[Top][All Lists]

[Date Prev][Date Next][Thread Prev][Thread Next][Date Index][Thread Index]

Re: [Qemu-devel] [RFC] qed: Add QEMU Enhanced Disk format

From: Anthony Liguori
Subject: Re: [Qemu-devel] [RFC] qed: Add QEMU Enhanced Disk format
Date: Tue, 07 Sep 2010 11:25:23 -0500
User-agent: Mozilla/5.0 (X11; U; Linux x86_64; en-US; rv: Gecko/20100713 Lightning/1.0b1 Thunderbird/3.0.6

On 09/07/2010 11:09 AM, Avi Kivity wrote:
 On 09/07/2010 06:40 PM, Anthony Liguori wrote:

Need a checksum for the header.

Is that not a bit overkill for what we're doing?  What's the benefit?

Make sure we're not looking at a header write interrupted by a crash.
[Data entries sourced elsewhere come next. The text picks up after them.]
PR #707, opened 2026-09-13
feat(console): [HIMMEL-2984] console next rolls the successor letter past Z (bijective base-26) and accepts --date

yotamleo:
## Summary

`console.sh next` refused with "already at letter Z" once 26 consoles ran in
a day, stranding a live handover mid-flight (2026-09-12, 23:5x). This makes
`next_letter`/`find_free_letter` roll past Z in bijective base-26
(`Z → AA → AB … → AZ → BA …`, capped at `ZZ`) instead of refusing, and adds
`next --date <YYYY-MM-DD>` so a near-midnight console can pre-mint tomorrow's
letter-`A` doc immediately rather than waiting for the date to roll over.

## RED → GREEN

`scripts/handover/console/test-console.sh`, temp-bucket `--dry-run` fixtures,
all failing on pre-fix `console.sh` and passing after:

| Case | RED (pre-fix) | GREEN (post-fix) |
|---|---|---|
| (a) highest doc `…<today>Z-console.md` → `next --dry-run` | exits 1, "already at letter Z" | `would-doc: …<today>AA-console.md` |
| (b) highest doc `…<today>AZ-console.md` → `next --dry-run` | refused / mis-sorted | `would-doc: …<today>BA-console.md` |
| (c) recovery regex on a two-letter doc name (`--doc …AA-console.md`) | regex anchors `[A-Z]` only, fails to resolve | resolves, bumps to `AB` |
| (d) `new` with all 26 single-letter docs present | refuses | picks `AA` |
| (e) `next --dry-run --date 2026-09-14 --doc <Z doc>` | `--date` flag doesn't exist | `would-doc: …2026-09-14A-console.md`, predecessor pointer still names the Z doc + Z HANDOFF |
| (f) `--date` malformed (e.g. `2026-9-1`) | flag doesn't exist | exit 2 with a usage line |
| (g) lexical-vs-length-then-letter sort ordering (`AA` must sort after `Z`, not before `B`) | plain lexical sort mis-orders `[A-Z]{1,2}` | "highest doc" picker orders by length then letters |

## Suite table

| Suite | Verdict |
|---|---|
| `scripts/handover/console/test-console.sh` | GREEN — 50/50 cases (incl. the 7 new rollover/`--date` cases above), re-verified after the round-2 comment fix |
| `scripts/handover/console-kit/test-headed-arm-leg.sh` | GREEN — unaffected by this diff |
| `scripts/hooks/test-qmd-staleness-notice.sh` | GREEN — unaffected by this diff |

[...]

PR #709, opened 2026-09-13
fix(console): [HIMMEL-3000] console next --date must be a real calendar date and may not be empty

yotamleo:
## Summary
- `console next --date` validated its argument by SHAPE only (`[0-9]{4}-[0-9]{2}-[0-9]{2}`), so a shape-valid but nonexistent calendar date (`2026-99-99`, `2026-02-30`) passed through verbatim into the successor doc's filename.
- An explicitly-empty `--date ""` / `--date=` was silently treated as if the flag were never given (defaulting to today), instead of erroring.
- Console ruling on the open design choice: an explicitly-empty `--date` is now an ERROR (exit 2, usage line), not a silent reset.

## Fix
- `DATE_GIVEN` now tracks "flag was given" separately from its value, so an empty value is caught as an error rather than treated as absent.
- After the existing shape check, the value round-trips through `date -d "$v" +%F` (GNU) with a `date -j -f %Y-%m-%d "$v" +%F` (BSD) fallback on the same line, and the output must equal the input — rejecting a shape-valid-but-nonexistent date. Nothing else in `console.sh` changes; the letter-rollover logic (#707/HIMMEL-2984) is untouched.

## RED → GREEN

| Case | Before fix | After fix |
|---|---|---|
| `--date 2026-99-99` | exits 0, mints `…2026-99-99A-…` | exits 2, no `would-doc:` line |
| `--date 2026-02-30` | exits 0, mints `…2026-02-30A-…` | exits 2, no `would-doc:` line |
| `--date ""` | exits 0, silently continues today's chain | exits 2, prints usage line |
| `--date=` | exits 0, silently continues today's chain | exits 2, prints usage line |
| `--date 2026-09-14` (regression net) | exits 0, mints `…2026-09-14A-…` | exits 0, mints `…2026-09-14A-…` |

5 new tests added to `test-console.sh` (51–55), all in the suite's temp bucket via `--dry-run`.

## Suite

`scripts/handover/console/test-console.sh`: **158/158 GREEN**, `ALL PASS`, every pre-existing row byte-identical.

`shellcheck -x` rc=0, `bash -n` rc=0, `git diff --check` rc=0.

## Known-findings self-review (HIMMEL-2058)

`known-findings.sh --diff` flagged `[gnu-only-utility]` at `console.sh:345` (the new `date -d` round-trip). Pre-rebut: the GNU form is paired with its BSD fallback (`date -j -f %Y-%m-%d`) on the same line via `||`, exactly the required pattern — no change needed.

known-findings: round-1 hits = 0

## CR round table

Round 1 of 3 — critic panel (codex / gpt-6-astra, `CR_PROFILE=paid`), 1/1 critics responded: **0 Critical, 0 Important, 0 Suggestions**. Codex adversarial pass: skipped (not high-risk, HIMMEL-2707). Claude-only backstop: not needed (codex responded).

`clear-cr-marker.sh` → `CR clean — marker cleared for fix/himmel-3000-console-date-validation (6ee6c099)`. `review-round.sh promote`: 0 promoted / 0 still-open / 0 skip-terminal.

leg-burn: calls=47 avg-ctx=115.1k first-turn=72.6k out=21.3k compactions=1 text-only=0 cache-read=5184.9k cache-create=226.9k input=94 cost-eq=908.5k floor-share=65.8% compaction-rewarm=95.2k

https://claude.ai/code/session_015Vh9hoe4x1NUkG1J6C9LUa


yotamleo:
@coderabbitai review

Couldn't hurt I guess. I don't think it's actually needed for L1/L2 tables FWIW.

The L2 link '''should''' be made after the data is in place on storage. However, when no ordering is enforced the worst case scenario is an L2 link to an unwritten cluster.

Or it may cause corruption if the physical file size is not committed, and L2 now points at a free cluster.
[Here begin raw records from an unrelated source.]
PR #712, opened 2026-09-13
fix(template): [HIMMEL-3003] luna template ignores graphify-out and allowlists RETASK nonces in gitleaks

yotamleo:
## Summary
- The luna vault's `.gitignore` was clobbered by a luna-upgrade run, dropping the HIMMEL-1960 `graphify-out/` ignore block; gitleaks then also refused a session note carrying a RETASK nonce. The console fixed the live vault; this PR makes the TEMPLATE (`templates/luna-second-brain/`) carry both fixes so future luna-upgrade runs cannot clobber them again.
- `.gitignore`: re-adds the `graphify-out/` ignore block (HIMMEL-1960).
- `.gitleaks.toml`: adds an anchored allowlist regex for the RETASK nonce shape (`^[A-Z]{1,2}-N[0-9]+-[0-9a-f]{4,8}[.,;:)]?$`), directly after the existing release-token regex.

## Test plan
RED → GREEN, `scripts/test-template-graphify-ignore.sh` (new):
1. `git check-ignore` matches `graphify-out/graph.json` under the template `.gitignore` — isolated from the machine's own global `core.excludesFile` so the assertion can only pass via the template's own file.
2. RED baseline: the bare RETASK nonce leaks under the template's ruleset WITHOUT the new allowlist entry (proves the control isn't vacuous).
3. GREEN: the same bare nonce does NOT leak against the template's actual `.gitleaks.toml`.
4. Control: a nonce SUFFIXED with a real-looking credential still leaks, and the reported finding's own `.Secret` field (not the whole report) is checked for the nonce prefix — proving the allowlist regex is anchored to the exact nonce shape, not a prefix match.

Impacted suites run foreground, all PASS: `scripts/test-template-graphify-ignore.sh`, `scripts/test-luna-upgrade-all.sh`, `scripts/hooks/check-template-version.sh`-referencing suites, `scripts/guardrails/test-lesson-write-fence.sh`.

## CR rounds
5 codex-adv/panel rounds run (round cap nominally 3, extended to secure a critic response at the final head after a post-cap fix), all Suggestion-only, all `agreed` → promoted to `fixed`:
- Round 1: 2 findings (test-strength hardening on the allowlist control).
- Round 2: 1 finding (assert the specific gitleaks finding covers the nonce, not just "any rule fired").
- Round 3: 1 finding (check the finding's `.Secret` field specifically, not the whole report).
- Round 4/5: 1 finding (isolate the check-ignore assertion from the machine's own global `core.excludesFile`); round 5 clean, 0 findings, critic responded — marker cleared.

leg-burn: calls=187 avg-ctx=127.8k first-turn=72.6k out=72.0k compactions=4 text-only=0 cache-read=23388.9k cache-create=501.0k input=374 cost-eq=3325.6k floor-share=58.0% compaction-rewarm=417.2k

https://claude.ai/code/session_01DzMWcjNJ9fFZqE3442HvLX

## Summary by CodeRabbit

- **New Features**
  - Updated the Luna template to exclude generated graph and report artifacts from version control.
  - Added secret-scanning support for documented RETASK-channel nonce formats while continuing to detect suffixed credentials.
  - Updated marketplace metadata to version 0.4.30.

- **Tests**
  - Added a smoke test covering generated-file ignores and secret-scanning behavior, including clear handling when the scanner is unavailable.


yotamleo:
@coderabbitai review

yotamleo:
@coderabbitai review

yotamleo:
Both CodeRabbit findings addressed in follow-up commits: the base64 fixture now tries `-d` then falls back to `-D` for BSD/macOS base64 (a plain split-printf fixture was tried instead but re-tripped the stripe-access-token gitleaks rule, since it matches per-line and one fragment alone still cleared the length threshold — so the base64 approach was kept, just made portable). The suite now also requires `jq` alongside `gitleaks` before running the nonce checks, so a missing `jq` reports a SKIP rather than a silent false failure.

An fsync() will make sure the physical file size is committed. The metadata does not carry an additional integrity guarantees over the actual disk data except that in order to avoid internal corruption, we have to order the L2 and L1 writes.

I was referring to "when no ordering is enforced, the worst case scenario is an L2 link to an unwritten cluster". This isn't true - worst case you point to an unallocated cluster which can then be claimed by data or metadata.

Right, it's necessary to do an fsync to protect against this. To make this user friendly, we could have a dirty bit in the header which gets set on first metadata write and then cleared on clean shutdown.

Upon startup, if the dirty bit is set, we do an fsck.

We can remove this requirement by copying-on-write any metadata write, and keeping two copies of the header (with version numbers and checksums).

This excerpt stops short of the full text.